His contention: Justices “with a particular mission and are selectively knocking out precedent that does not coincide with their ideological views.”

Whitehouse begins by asking Kagan to talk about whether precedent (legalspeak for a court’s prior decisions) plays an institutional role by restricting the Court’s power. She agrees that precedent is “a doctrine of constraint” that “ensures courts will decide every case on the law” and a “doctrine of humility,” because a Justice who believes that the prior rulings are wrong cannot simply substitute her view for the accummulated wisdom of prior Justices.” And precedent is a check on the Court itself: the Justices have not been elected and they have no political accountability for their decisions; the principal of respecting precedent imposes a constraint on the Court.”

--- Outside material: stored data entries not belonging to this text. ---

PR #237, opened 2022-08-15
Point solidus_compare to solidus_frontend repo

gsmendoza:
## Summary

* I've verified that SolidusStarterFrontend matched Solidus's frontend directory right before the directory was deleted. I did this by comparing SolidusStarterFrontend to Solidus at commit [935c8aeaaa2e427b6ea8f53d220b99aef2d98bf3](https://github.com/solidusio/solidus/commit/935c8aeaaa2e427b6ea8f53d220b99aef2d98bf3).
* https://github.com/solidusio/solidus_frontend/commit/2446d3bf420cfdf9aa94c80de4801ca0d476cdbb also ensures that SolidusFrontend matched Solidus's frontend directory. This means SolidusStarterFrontend matches SolidusFrontend as well.
* Pointing `solidus_compare` to the SolidusFrontend repo caused the diff hashes in the `solidus_compare`'s config to change. I think the hash changes were caused by the changes in the source directory values of `solidus_compare`'s config.

## Types of changes

## Checklist:

### DIFF
--- a/bin/solidus_compare
+++ b/bin/solidus_compare
@@ -101,7 +101,9 @@ end
 
 def solidus_compare
   report = @config['project_paths'].map do |path|
-    remote_source = "remotes/#{@config['source_name']}/#{@config['source_branch']}"
+    remote_source =
+      @config['source_commit'] || "remotes/#{@config['source_name']}/#{@config['source_branch']}"
+
     remote_path = "#{@config['source_base_path']}#{path}"
     result = `git diff "#{remote_source}" -- "#{remote_path}" "#{@config['local_base_path']}#{path}"`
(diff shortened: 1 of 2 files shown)


waiting-for-dev:
Thanks, @gsmendoza! I wonder if we still need to compare both repositories. If solidus_frontend is now deprecated, why do we need to keep comparing both? My understanding is that new changes should only be added to solidus_starter_frontend. Thoughts, @gsmendoza, @kennyadsl, @aldesantis?

gsmendoza:
@waiting-for-dev Hmmm.. You're right: from this point forward, new changes should only be added to `solidus_starter_frontend`, so there's no more need to ensure that it's in sync with `solidus_frontend`. I'll close this PR.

Whitehouse then goes on to point out that the decision in Brown v. Board of Education, which overruled a prior Court ruling, was unanimous. And the decision in Roe v. Wade was 7-2. In both cases, he says, nominees of Republican Presidents and Democratic Presidents joined the majority opinion.

Whitehouse contrasts those decisions with some recent rulings of the Court: Leegin (which overruled an antitrust precedent long targeted by the business community); Heller (the Second Amendment case); and Citizens United (the campaign finance case). In each of these cases, the Court overruled precedents by a 5-4 vote with the majority made up solely of Members of the Court nominated by Republican Presidents. He asks whether that is good for the Court, or whether the majority instead should have framed its ruling more narrowly in order to have attracted more support on the Court.

Kagan makes clear that she is not going to criticize the current Court. She does say that “there is no question that the court is served best and our country is served best when people trust the Court as an entirely nonpolitical body. When people look to the Court as doing what we know it ought to be doing.”

Should a majority frame its ruling more narrowly in order to attract more support? “Narrower decisions enable consensus to a greater degree,” which is a “benefit for the judicial process and for the country as a whole.”

And she says that a judge should not think “over the long haul I want to move the law in this direction” but rather “take one case at a time.”

This line of questioning not only demonstrates the significant antipathy that many Democrats in Congress have for the current Court; it shows their increasing willingness to present that critique publicly and to seek to frame the Members appointed by Republicans as the “real judicial activitists.”